Brigitte Fuhr, Head of IT EDS Central Data Science, says: "Organized datasets can only be beneficial if our employees have the right skills to gain insights from them for their daily work. Due to this, upskilling and promoting a data mindset is a key success factor. We offer learning opportunities both for experienced data scientists as well as for newsbies with our Data Science Academy."

 

Jan-Nygaard Jensen, Head of Global Computational Biology and Digital Sciences, says: "Having a data mindset and curated data at hand leads to potential use cases across our entire value chain. We can get even better in understanding our patients' needs, in our Research & Development activities as well as in speeding up clinical trials."

As one of the Dataland enterprise use cases, the external databanks George and his team work on will enable an end-to-end data platform that allows users to access and derive scientific insights from biobank data: Biological samples for research purposes only. With our partners at Lifebit, we are building the technical infrastructure to help our colleagues with combating complex diseases. “Our focus is on fibrotic diseases of the lung and liver,” says George. “Focusing on specific diseases when building a scalable user interface to huge datasets across multiple biobanks is a unique offering in the pharmaceutical industry.” This focus of the gCBDS department on specific scientific use cases will help evaluate and potentially expand the data platform even more in the future.

An infographic showing how an end-to-end data ecosystem arises.

The current pace of George’s project is the more impressive considering how much of a challenge it is to cleanse, curate and assemble such a large amount of data for user-friendly access. “We have several groups of users in mind who can profit from the biobank data,” he says, “especially human geneticists, computational biologists and disease experts in our Therapeutic Areas. At the end of the day, though, all that Dataland has to offer – both the datasets and the upskilling opportunities – is a resource for everyone at Boehringer Ingelheim.”

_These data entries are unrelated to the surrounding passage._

Issue #4451, opened 2023-12-30
The description of ability seems to be incorrect.


stormcat664:
**Describe the bug**
The description of the creatures targeted by the Sontaran General's ability seems to be incorrect.

**To Reproduce**
1. Trigger Sontaran General's ability.
2. Target creature.
3. See the description of the state.

**Expected behavior**
It's not "this creature can't be blocked", I think "this creature can't block this turn." is correct.

**Screenshots**
![スクリーンショット 2023-12-31 035145](https://github.com/Card-Forge/forge/assets/52299273/20ccb756-cb00-4db9-864c-0ad3f20d780f)

**Desktop (please complete the following information):**
 - OS: Windows10
 - Browser: Firefox
 - Version: forge-gui-desktop-1.6.60-SNAPSHOT-12-29

**Additional context**

stormcat664:
It doesn't update, but I believe the solution is to use SVar:DBPump instead of SVar:DBNoBlock.

PR #4663, opened 2024-02-11
Fixed Sontaran General (#4451)

Morgenmvffel:
Made that the target creatures cant block, instead of the previous unblockable attribute

### DIFF
--- a/forge-gui/res/cardsfolder/s/sontaran_general.txt
+++ b/forge-gui/res/cardsfolder/s/sontaran_general.txt
@@ -5,9 +5,8 @@ PT:5/5
 K:Trample
 K:Haste
 T:Mode$ Attacks | ValidCard$ Card.Self | TriggerZones$ Battlefield | IsPresent$ Creature.attacking+Other | NoResolvingCheck$ True | PresentCompare$ GE2 | Execute$ TrigGoad | TriggerDescription$ Battalion — Whenever CARDNAME and at least two other creatures attack, for each opponent, goad up to one target creature that player controls. Those creatures can't block this turn. (Until your next turn, they attack each combat if able and attack a player other than you if able.)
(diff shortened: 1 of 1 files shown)


forge-gui/res/cardsfolder/s/sontaran_general.txt
```diff
@@ -5,9 +5,8 @@ PT:5/5
...
-SVar:TrigGoad:DB$ Goad |ValidTgts$ Creature.OppCtrl | TgtPrompt$ Select up to one target creature that opponent controls | TargetMin$ 0 | TargetMax$ OneEach | TargetsWithDifferentControllers$ True | SubAbility$ DBNoBlock
-SVar:DBNoBlock:DB$ Effect | RememberObjects$ Targeted | ForgetOnMoved$ Battlefield | StaticAbilities$ Unblockable
-SVar:Unblockable:Mode$ CantBlockBy | ValidAttacker$ Card.IsRemembered | Description$ Those creatures can't be blocked this turn.
+SVar:TrigGoad:DB$ Goad |ValidTgts$ Creature.OppCtrl | TgtPrompt$ Select up to one target creature that opponent controls | TargetMin$ 0 | TargetMax$ OneEach | TargetsWithDifferentControllers$ True | SubAbility$ DBCantBlock
+SVar:DBCantBlock:DB$ Pump | Defined$ Targeted | KW$ HIDDEN CARDNAME can't block. | IsCurse$ True | SpellDescription$ Target creature can't block this turn.
```
tool4ever, line 9: while this would work we're slowly moving away from hidden KW
So just keep using the effect and switch the wrong param to `ValidBlocker$` instead

Morgenmvffel: can you give me an example where "Creature can't block this turn" is made without the hidden KW?

tool4ever: Ahn-Crop Crasher

tool4ever (approved):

Gaining data literacy through the Data Science Academy

And indeed: Not all our colleagues may profit from a dataset around fibrotic diseases, but data in general and having the right skills to interpret them become more and more important. “When you combine different types of data, new solutions emerge,” says Ferran Urgeles, the program manager of Dataland. “Let’s take identifying the optimal site for a clinical trial as another example. When you combine the participants’ data like their demographics with trial site performance data and other pieces of information, this can really optimize finding the perfect location for these trials.” More generally speaking: The data is there, so why not look at different datasets at the same time and make the most out of it?

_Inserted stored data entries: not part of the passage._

PR #4686, opened 2024-02-13
Various card scripts and minor fixes

dracontes:
~(To be marked ready for review tomorrow, 2024/02/14 on a GMT schedule.)~

**Tested card scripts**
- [Sophia, Dogged Detective](https://scryfall.com/card/mkc/8/sophia-dogged-detective)
- [Break Out](https://scryfall.com/card/mkm/190/break-out): ~Tested insofar as the outcomes of "creature card on battlefield with haste for the turn" or "creature card in hand" go. In relative short notice, I couldn't figure out how to skip the step where the revealed card, when it's mana value 2 or less, shows up in your hand along with a prompt on whether you want to put it on the battlefield or not (unless that's how it works in Forge).~ Works better now per discussion below. 
- [Sludge Titan](https://scryfall.com/card/clu/43/sludge-titan): ~Splitting milled card selection into one optional step for each relevant type isn't the most elegant solution but I couldn't find much help otherwise in existing scripts.~ A better script is now used per discussion below.

**Minor fixes**
- Changed filename for Uncivil Unrest
- Updated deckbuilding tags for Syr Ginger, the Meal Ender and Dark Heart of the Wood
- Cleaned up formatting issues, notably vertical bar glyph that wasn't completely bordered by whitespace outside of deckbuilding tags.
- Cleaned up sundry typos.
- Completed Protean War Machine's deckbuilding tags.

**NB:** This [pull request](https://github.com/Card-Forge/forge/pull/4689) was mishap from clicking too fast. Please disregard. ([This one](https://github.com/Card-Forge/forge/pull/4701) too).


forge-gui/res/cardsfolder/upcoming/break_out.txt
```diff
@@ -0,0 +1,9 @@
+Name:Break Out
+ManaCost:R G
+Types:Sorcery
+A:SP$ Dig | Cost$ R G | DigNum$ 6 | ChangeNum$ 1 | Optional$ True | ForceRevealToController$ True | ChangeValid$ Card.Creature | RestRandomOrder$ True | RememberChanged$ True | SubAbility$ DBChangeZoneBattlefield | StackDescription$ SpellDescription | SpellDescription$ Look at the top six cards of your library. You may reveal a creature card from among them. If that card has mana value 2 or less, you may put it onto the battlefield and it gains haste until end of turn. If you didn’t put the revealed card onto the battlefield this way, put it into your hand. Put the rest on the bottom of your library in a random order.
```
tool4ever, line 4: Cost$ on spells is redundant if it's just the standard ManaCost

tool4ever, line 4: this Dig is doing too much in the wrong order
switch to PeekAndReveal (then you can also use Origin$ in ChangeZone for a cleaner prompt)

dracontes: Duly noted. Incidentally going over the notes I collated about two years ago non-permanent spell `Cost$` redundancy was part of the cleanup I unfortunately didn't get around to. I take it haring off in that direction is still welcome?

In any case, it took a while of racking my brain but I figured Break Out out satisfactorily enough, though do tell if something is amiss.

forge-gui/res/cardsfolder/upcoming/break_out.txt
```diff
@@ -0,0 +1,11 @@
+Name:Break Out
+ManaCost:R G
+Types:Sorcery
+A:SP$ PeekAndReveal | Defined$ You | PeekAmount$ 6 | NoReveal$ True | RememberPeeked$ True | SubAbility$ PickOne | StackDescription$ SpellDescription | SpellDescription$ Look at the top six cards of your library. You may reveal a creature card from among them. If that card has mana value 2 or less, you may put it onto the battlefield and it gains haste until end of turn. If you didn’t put the revealed card onto the battlefield this way, put it into your hand. Put the rest on the bottom of your library in a random order.
```
tool4ever, line 4: why don't you use RevealValid + RevealOptional + RememberRevaled = no extra ChooseCard?

dracontes: I tried a good number of iterations on those but it frankly got me nowhere as reasonable.
I reached the solution above after looking over the few examples of `PeekAndReveal` used for similar effects (I borrowed heavily from Nine-Fingers Keene's triggered ability) and noticing there's a `SubAbility` for the "put the rest on the bottom of your library in a random order" part of the effect. For `Dig` that's built-in setting. I suspected there could be a conflict for `PeekAndReveal` when using `RememberRevealed` since the revealed card and the cards that are put on the bottom of the library are called back to by `Remembered` (or `IsRemembered`). I'm certainly not disabused of that notion.

forge-gui/res/cardsfolder/upcoming/sludge_titan.txt
```diff
@@ -0,0 +1,14 @@
+Name:Sludge Titan
+ManaCost:4 BG BG
+Types:Creature Zombie Giant
+PT:6/6
+K:Trample
+T:Mode$ ChangesZone | Origin$ Any | Destination$ Battlefield | ValidCard$ Card.Self | Execute$ TrigMill | TriggerDescription$ Whenever CARDNAME enters the battlefield or attacks, mill five cards. You may put a creature card and/or a land card from among them into your hand.
+T:Mode$ Attacks | ValidCard$ Card.Self | Execute$ TrigMill | TriggerZones$ Battlefield | Secondary$ True | TriggerDescription$ Whenever CARDNAME enters the battlefield or attacks, mill five cards. You may put a creature card and/or a land card from among them into your hand.
+SVar:TrigMill:DB$ Mill | NumCards$ 5 | Defined$ You | RememberMilled$ True | SubAbility$ DBChangeZoneCreature
+SVar:DBChangeZoneCreature:DB$ ChangeZone | Hidden$ True | Origin$ Graveyard,Exile | Destination$ Hand | ChangeType$ Creature.YouOwn+IsRemembered | Optional$ True | SelectPrompt$ You may select a creature card. | SubAbility$ DBChangeZoneLand
```
tool4ever, line 9: do it like on _Conflux_

forge-gui/res/cardsfolder/upcoming/break_out.txt
```diff
@@ -0,0 +1,11 @@
...
+SVar:PickOne:DB$ ChooseCard | Defined$ You | Amount$ 1 | ChoiceTitle$ Choose a creature card to reveal | Choices$ Card.Creature+IsRemembered | ChoiceZone$ Library | Reveal$ True | SubAbility$ DBChangeZoneBattlefield
+SVar:DBChangeZoneBattlefield:DB$ ChangeZone | Origin$ Library | Destination$ Battlefield | Defined$ ChosenCard | ConditionDefined$ Remembered | ConditionPresent$ Card.Creature+cmcLE2+ChosenCard | ConditionCompare$ EQ1 | Optional$ True | SubAbility$ DBPump | StackDescription$ None
+SVar:DBPump:DB$ Pump | KW$ Haste | Defined$ ChosenCard | SubAbility$ DBChangeZoneHand | StackDescription$ None
```
tool4ever, line 7: you might also need to work with Imprint here so it only Pumps when you have it ETB

Hanmac: @tool4ever maybe use AnimateSubAbility for this?

tool4ever: why? it says "gains" so it shouldn't ETB with haste

forge-gui/res/cardsfolder/upcoming/sludge_titan.txt
dracontes: Much obliged for the pointer! Works like a charm :)

forge-gui/res/cardsfolder/upcoming/break_out.txt
dracontes: Figured out a way to implement `Imprint` on the script for the chosen creature gaining haste. I'm just not sure how to verify that the creature first enters the battlefield and then gains haste.

tool4ever: well you should move the Imprint to the ChangeZone line instead
(I don't want to confuse you further but currently Pump only works on battlefield by default but ChosenCard would be the old library object which will eventually need to fail due to timestamp checks)

dracontes: Took a bit to untangle but it's done :)

tool4ever: Why are you trying to Pump two things now? Imprinted will be the battlefield object

dracontes: Sorry, that was a remainder of previous digressions due to some confusion on my part. Script fixed: it functions as expected.

tool4ever (approved):
Alright, I think that should be good now

Make sure you rebase your master properly for a future PR first or create them from another branch, since I will squash this one too (so we don't end up with 100+ additional commits in the history) ⚠️ 

Thanks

Numerous use cases in a broad range of departments already prove the value of this, but one thing is for sure: Dataland will only be a success with colleagues who have a data-driven mindset. Upskilling is an important part of that, and the Data Science Academy plays a crucial part here, with offers for beginners, advanced colleagues and leaders. “We are all learning together,” says George Okafo. “And we can’t wait to see how the run phase will bring our research forward.”